- Born: Sydney, New South Wales, Australia
- Occupations: Radio voice; television host; musician; songwriter; entertainer;
- Family: Jill Perryman (mother)
- Website: todjohnston.com

= Tod Johnston =

Australian musician and media personality

Tod Johnston is an Australian entertainer, radio and television personality, presenter and musician.

==Early life==
Johnson was born in Sydney, the son of actress and singer Jill Perryman and choreographer Kevan Johnston. After leaving school, he studied at Murdoch University where he gained a degree in environmental science. It was from here that he was introduced to the live music arena.

==Career==
In the 1980s, Johnston was the lead singer of a popular band V Capri in Perth, Western Australia.

He has appeared on a number of television shows, starting in the early 1990s at Network Ten as a presenter on Airplay, Kid's Company and presenting weekend weather reports. In the late 1990s he worked at Channel Nine Perth as weather presenter and hosted a segment on the network's variety show, In Melbourne Tonight, where he also appeared as a guest vocalist. Later he was a guest host on Postcards WA. He also worked for the Nine Network Australia as presenter for the series Wine Me Dine Me.

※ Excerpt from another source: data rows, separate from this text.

PR #3050, opened 2026-08-05
fix(ci): repair unparseable VALIDATOR-CHECK.yml — PR governance was enforcing nothing (VTID-03505)

exafyltd:
## 🎯 VTID Reference

**VTID:** `VTID-03505`

**Layer:** CICDL

**Priority:** P1 — a governance gate that has been silently off repo-wide

---

## 📋 Summary

Found while checking CI on VTID-03504's PR (#3049). `VALIDATOR-CHECK` was red — but red on `main` and on every open branch too. **All 30 most recent runs failed, each completing in the same second it started, with ZERO jobs.**

That is a workflow **startup** failure, not a step failure, and it surfaces as a bare red X with nothing in the Actions UI explaining why. The repo's PR governance validator has been enforcing **nothing** for at least that long.

### Cause

The body of the `python3 - <<PY` heredoc in the CSP gate sat at column 0:

```
158|              if python3 - <<PY
159|import re,sys
160|p=re.compile(r'''$p''', re.IGNORECASE)
...
165|PY
```

A `run: |` block scalar **ends at the first line indented less than the block**, so YAML terminated the scalar at 158 and then tried to parse `import re,sys` as a mapping key:

```
could not find expected ':'  in ".github/workflows/VALIDATOR-CHECK.yml", line 160, column 1
```

Indenting the heredoc into the block is safe and is the correct fix: YAML strips the block's common indentation before bash sees the script, so the `PY` terminator still arrives at column 0, and the deliberately **unquoted** `<<PY` still expands `$p` and `$f` into the Python source. A comment now records the trap so it cannot silently regress.

---

## ✅ Changes

- [x] Indent lines 159–165 into the `run: |` block so the workflow parses.
- [x] Add a comment explaining why the heredoc must stay indented, and what the failure looks like when it isn't (0 jobs, instant red X, no error surfaced).

---

## 🧪 Testing

- [x] File parses as YAML (it did not before): `jobs: ['validate-pr']`, 15 steps.
- [x] Asserted the `PY` terminator is at column 0 **in the script bash actually receives**, after YAML de-indentation.
- [x] **Executed the reconstructed CSP gate against fixtures** — a gate which, given the above, had never once run:
  - clean `.js` → `rc=0`
  - `<div style="color:red">` → `rc=50`, `REJECTED: CSP pattern hit in ... :: /style\s*=/`

---

## 🚨 Breaking Changes

None to any service. But there is a consequence that is the point of this PR, not a footnote:

**Making the workflow parse makes it _run_, and this repo cannot currently satisfy it.**

| Requirement | Reality |
|---|---|
| `VALIDATION_PROFILE:`, `SCOPE_ALLOWLIST:`, `ACCEPTANCE:`, `MERGE_PAYLOAD_PREVIEW:`, `OASIS_IMPACT:` in the PR body (exits 11–15) | `.github/pull_request_template.md` asks for **none of the five** |
| Evidence pack at `docs/validation/<VTID>/` with `acceptance.md`, `commands.log`, `outputs/` (exits 30–33) | The repo contains **exactly one** such directory, `VTID-03237` |
| Path guard: only `services/gateway/{src,dist,openapi}` or the command-hub frontend, plus `docs/validation/` (exit 22) | Rejects any PR touching `.github/`, `CLAUDE.md`, `supabase/`, `scripts/` — **including this one** |

`VALIDATOR-CHECK` is **not** a required status check (#3049 merged with it red), so the effect is a red X on most PRs rather than a merge block.

**The rules were deliberately not weakened to make it green.** Which gate a repo enforces is a governance decision for a human, not something to quietly relax in order to get a green tick. Restoring the parse error is what made the unenforced state visible in the first place; hiding it again behind laxer rules would undo exactly that.

Two coherent follow-ups, either of which is a separate VTID:
1. **Arm it properly** — extend the PR template with the five markers, and add/widen validation profiles so workflow, docs, and migration changes have a legitimate path.
2. **Keep it advisory** — leave it non-required and treat it as a signal, consciously rather than accidentally.

---

## 📌 Additional Notes

Split from VTID-03504 (#3049, merged) rather than folded into it — separate concern, separate VTID, per §4.1.

---
_Generated by [Claude Code](https://claude.ai/code/session_01KAKaoDzUyLoomrtvWpz3wS)_


exafyltd:
`validate-pr` is red on this PR — and that is the fix working, not the fix failing.

**Before:** the run completed in the same second it started, with **0 jobs**, because GitHub could not parse the workflow.
**Now:** the job actually ran — checked out the repo, loaded the ruleset, read the PR title/body, extracted `VTID-03505` — and then rejected on a real rule:

```
REJECTED: VALIDATION_PROFILE missing in PR body
##[error]Process completed with exit code 11.
```

That is the first time this gate has evaluated anything. Every other check on the PR is green (`unit`, `scan`, `check-phase-2b-docs`, `Enforce Phase 2B Naming Standards`).

**I am not making this one green, and it is not possible to without a policy decision.** Adding the five markers to this PR body would move it from exit 11 to **exit 22**, because the path-ownership guard accepts only two profiles:

- `command_hub_frontend` → `services/gateway/{src,dist}/frontend/command-hub/`
- `gateway_backend` → `services/gateway/{src,dist,openapi}/`

both plus `docs/validation/`. **Neither permits `.github/workflows/` or `CLAUDE.md`** — the only two files this PR touches. There is no profile under which a workflow fix can pass. It would also need an evidence pack at `docs/validation/VTID-03505/`; the repo currently has exactly one such directory (`VTID-03237`).

So the gate cannot be satisfied by the change that repairs the gate. Weakening the rules to get a tick would re-hide precisely what this PR exposed, and which rules the repo enforces is your call, not mine — hence the two options in the description (arm it properly with template + profile changes, or keep it consciously advisory).

`VALIDATOR-CHECK` is not a required status check, so this red X does not block merging — #3049 merged with it red for the same reason.

---

exafyltd:
⚠️ Cannot auto-rebase (conflicts likely). Please rebase manually.

Also noting: `validate-pr` is still failing (same known issue documented in the Aug 5 comment — `VALIDATOR-CHECK` cannot pass for workflow/.github changes until a matching profile is added).

---

exafyltd:
**Codex is right, and this PR's description is now wrong. Correcting the record.**

I verified the claim rather than taking it at face value, and it holds:

```
$ git show origin/main:.github/workflows/VALIDATOR-CHECK.yml
180|              if python3 - <<PY
181|          import re,sys          ← already indented on main
...
187|          PY

$ python3 -c "import yaml; yaml.safe_load(open(...))"
main PARSES OK — jobs: ['validate-pr']
```

The indentation repair reached `main` on its own, via **#3059 — "Revive the dead PR governance gate" (VTID-03525/03526/03527)** — a later, independent piece of work that found and fixed the same defect I diagnosed here on 08-05. Two further repairs have landed on top since: `b015650` (path-ownership guard, broken `awk` → `grep -Ev`, VTID-03549) and `f27b244` (fetch base branch so a merge base always exists, VTID-03570).

When `main` was merged into this branch to resolve the changelog conflict, my identical indentation change was absorbed. What is left is comments only — the diff against `main` is **+20 insertions, 0 deletions**, entirely the explanatory block. So the title and body of this PR claim a repair it no longer performs.

**What that leaves:**

- The **fix is done** — by #3059, not by this PR. Nothing is outstanding on the workflow itself.
- The only remaining content here is the regression-guard comment explaining *why* the heredoc must stay indented and what the failure looks like when it isn't (0 jobs, instant red X, nothing in the Actions UI). That is real but minor value, and it is not what this PR says it is.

Internationally, he can be seen on a regular basis on GMTV Breakfast Television in the United Kingdom live from Australia.

In 2003, Johnston was the afternoon presenter at 720 ABC Perth radio, replacing Verity James while she was on long service leave. He hosted Saturday afternoons and Sunday afternoons with his own radio show, The Big Weekend, on Perth talkback radio station 6PR.

Johnston works in music and entertainment and is in demand as a master of ceremonies throughout Australia. He has a working band, Tod Johnston & PeaceLove, as well as the jazz combo in the Lounge with Sue Bluck.

In January 2021, 6PR announced that Johnston would take over from Chris Ilsley to host the station's evening program The Nightshift.